* **WHAT IS BEING ASKED**: Please reproduce every entry, keeping each one exact.

* **DATASET RECORDS**:

PR #157, opened 2018-05-15
Pt 0430a

guitarvydas:
dbm-0430a merged with dev (no-brainer), simulation modified for transaction signatures


guitarvydas:
This PR introduces transaction signatures and re-vamped src/Cosi-BLS/transaction.lisp which should help with work on uncloaked transactions.

src/node-sim.lisp
```diff
@@ -2,6 +2,10 @@
  
 (in-package :emotiq/sim)
 
+;; remove for production
+(defun eassert (bool-condition)
```
easye, line 6: @guitarvydas I really don't like this sort of interface.  

If you are going to cause the code to signal an error, you need to provide restarts for the user to choose (which is the whole point of `cl:assert` interface and associated protocol).

If you are simply trying to provide a test that the code does what one does, then use a test framework to write a unit test.

Writing a note to "Change for production" is the kind of thing that almost always gets overlooked when production actually happens.  

So, either factor these assertions out into a test, or provide a meaningful restart for the user.  

Since this is currently in the simulator which isn't necessarily going to be in production, I'm not going to neg. this pull request, but please figure out if this assertion should be correctable or be a unit test and change when you get a chance.

src/Cosi-BLS/transaction.lisp
```diff
@@ -67,26 +86,40 @@ It should be stored in the wallet"))
...
   "We are often given a long Bulletproof, and we need the to hash on
 the simple commitment to the uncloaked value"
   (hash:hash/256 (pedersen-commitment prf) pkey))
 
-(defmethod make-hashlock ((amt integer) (pkey pbc:public-key))
-  (hash:hash/256 amt pkey))
+(defmethod make-hashlock (arg (pkey pbc:public-key))
+  (hash:hash/256 arg pkey))
+
+(defun make-admin-commit (amt &optional (gamma (random-between 1 *ed-r*)))
```
easye, line 105: @dbmcclain What is an "admin commit"?

src/Cosi-BLS/transaction.lisp
```diff
@@ -67,26 +86,40 @@ It should be stored in the wallet"))
...
+  (values
+   (range-proofs:simple-commit (range-proofs:hpt) gamma amt)
+   gamma))
+
+(defun check-amt (amt)
+  (and (not (minusp amt))
+       (< amt #.(ash 1 64))))
```
easye, line 112: @dbmcclain:  Where does the maximum amount of `(ash 1 64)` come from?  The simple need to have an upper bound?  Or is this related to some sort of serialization constraint?  Or is this the maximum that the range proofs can contain?

src/package.lisp
```diff
@@ -75,7 +75,9 @@
 
    
    #:*user-1* #:*user-2* #:*user-3*
-   #:*tx-1* #:*tx-2* #:*tx-3*))
+   #:*tx-1* #:*tx-2* #:*tx-3*
+
+   #:eassert))
```
easye, line 80: @guitarvydas Why export this symbol?  Do you intend to make an API for others to use?

easye (approved):
It would be better to explain what is going on in commits in a coherent manner, but this request is no worse in explanation/coherency than others.

easye:
@guitarvydas Do you actively want this pull request anymore?  It has been approved, so it could be merged if you wanted to.

PR #159, opened 2018-05-17
Merge working gossip code into dev 

easye:
* completed migration to TCP
* configuration code works 
* tested with both LispWorks and CCL


src/Actors/actors-startup.lisp
```diff
@@ -214,16 +216,17 @@ THE SOFTWARE.
   (install-actor-directory)
   (install-actor-printer))
 
-#+(or :ALLEGRO :OPENMCL)
-(install-actor-system)
+#+(or :LISPWORKS :ALLEGRO :OPENMCL)
```
easye, line 219: Why is there a conditional?  Shouldn't this be for all platforms?

src/gossip/socket-actors-test.lisp
```diff
@@ -0,0 +1,55 @@
+;;; socket-actor-test.lisp
```
easye, line 1: @svspire Maybe a comment to mark status as not working.

easye:
Copy config files to 
```
(asdf:system-relative-pathname :emotiq "../var/etc/gossip-config/")
```

src/Actors/actors-startup.lisp
svspire: I'm going to leave the conditional here for now until we can ensure that all Lispworks images have multiprocessing enabled. The possibility that that isn't happening is why the old conditional for lispworks is still present but commented out.

svspire (approved):
Travis deploy tests are failing because they seem to be using a non-multiprocessing version of Lispworks. I'm going to go ahead and approve and merge with dev, because the fix for Travis is outside this code.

* **RESPONSE TO THE EXERCISE**:
PR #157, opened 2018-05-15
Pt 0430a

guitarvydas:
dbm-0430a merged with dev (no-brainer), simulation modified for transaction signatures


guitarvydas:
This PR introduces transaction signatures and re-vamped src/Cosi-BLS/transaction.lisp which should help with work on uncloaked transactions.

src/node-sim.lisp
```diff
@@ -2,6 +2,10 @@
  
 (in-package :emotiq/sim)
 
+;; remove for production
+(defun eassert (bool-condition)
```
easye, line 6: @guitarvydas I really don't like this sort of interface.  

If you are going to cause the code to signal an error, you need to provide restarts for the user to choose (which is the whole point of `cl:assert` interface and associated protocol).

If you are simply trying to provide a test that the code does what one does, then use a test framework to write a unit test.

Writing a note to "Change for production" is the kind of thing that almost always gets overlooked when production actually happens.  

So, either factor these assertions out into a test, or provide a meaningful restart for the user.  

Since this is currently in the simulator which isn't necessarily going to be in production, I'm not going to neg. this pull request, but please figure out if this assertion should be correctable or be a unit test and change when you get a chance.

src/Cosi-BLS/transaction.lisp
```diff
@@ -67,26 +86,40 @@ It should be stored in the wallet"))
...
   "We are often given a long Bulletproof, and we need the to hash on
 the simple commitment to the uncloaked value"
   (hash:hash/256 (pedersen-commitment prf) pkey))
 
-(defmethod make-hashlock ((amt integer) (pkey pbc:public-key))
-  (hash:hash/256 amt pkey))
+(defmethod make-hashlock (arg (pkey pbc:public-key))
+  (hash:hash/256 arg pkey))
+
+(defun make-admin-commit (amt &optional (gamma (random-between 1 *ed-r*)))
```
easye, line 105: @dbmcclain What is an "admin commit"?

src/Cosi-BLS/transaction.lisp
```diff
@@ -67,26 +86,40 @@ It should be stored in the wallet"))
...
+  (values
+   (range-proofs:simple-commit (range-proofs:hpt) gamma amt)
+   gamma))
+
+(defun check-amt (amt)
+  (and (not (minusp amt))
+       (< amt #.(ash 1 64))))
```
easye, line 112: @dbmcclain:  Where does the maximum amount of `(ash 1 64)` come from?  The simple need to have an upper bound?  Or is this related to some sort of serialization constraint?  Or is this the maximum that the range proofs can contain?

src/package.lisp
```diff
@@ -75,7 +75,9 @@
 
    
    #:*user-1* #:*user-2* #:*user-3*
-   #:*tx-1* #:*tx-2* #:*tx-3*))
+   #:*tx-1* #:*tx-2* #:*tx-3*
+
+   #:eassert))
```
easye, line 80: @guitarvydas Why export this symbol?  Do you intend to make an API for others to use?

easye (approved):
It would be better to explain what is going on in commits in a coherent manner, but this request is no worse in explanation/coherency than others.

easye:
@guitarvydas Do you actively want this pull request anymore?  It has been approved, so it could be merged if you wanted to.

PR #159, opened 2018-05-17
Merge working gossip code into dev 

easye:
* completed migration to TCP
* configuration code works 
* tested with both LispWorks and CCL


src/Actors/actors-startup.lisp
```diff
@@ -214,16 +216,17 @@ THE SOFTWARE.
   (install-actor-directory)
   (install-actor-printer))
 
-#+(or :ALLEGRO :OPENMCL)
-(install-actor-system)
+#+(or :LISPWORKS :ALLEGRO :OPENMCL)
```
easye, line 219: Why is there a conditional?  Shouldn't this be for all platforms?

src/gossip/socket-actors-test.lisp
```diff
@@ -0,0 +1,55 @@
+;;; socket-actor-test.lisp
```
easye, line 1: @svspire Maybe a comment to mark status as not working.

easye:
Copy config files to 
```
(asdf:system-relative-pathname :emotiq "../var/etc/gossip-config/")
```

src/Actors/actors-startup.lisp
svspire: I'm going to leave the conditional here for now until we can ensure that all Lispworks images have multiprocessing enabled. The possibility that that isn't happening is why the old conditional for lispworks is still present but commented out.

svspire (approved):
Travis deploy tests are failing because they seem to be using a non-multiprocessing version of Lispworks. I'm going to go ahead and approve and merge with dev, because the fix for Travis is outside this code.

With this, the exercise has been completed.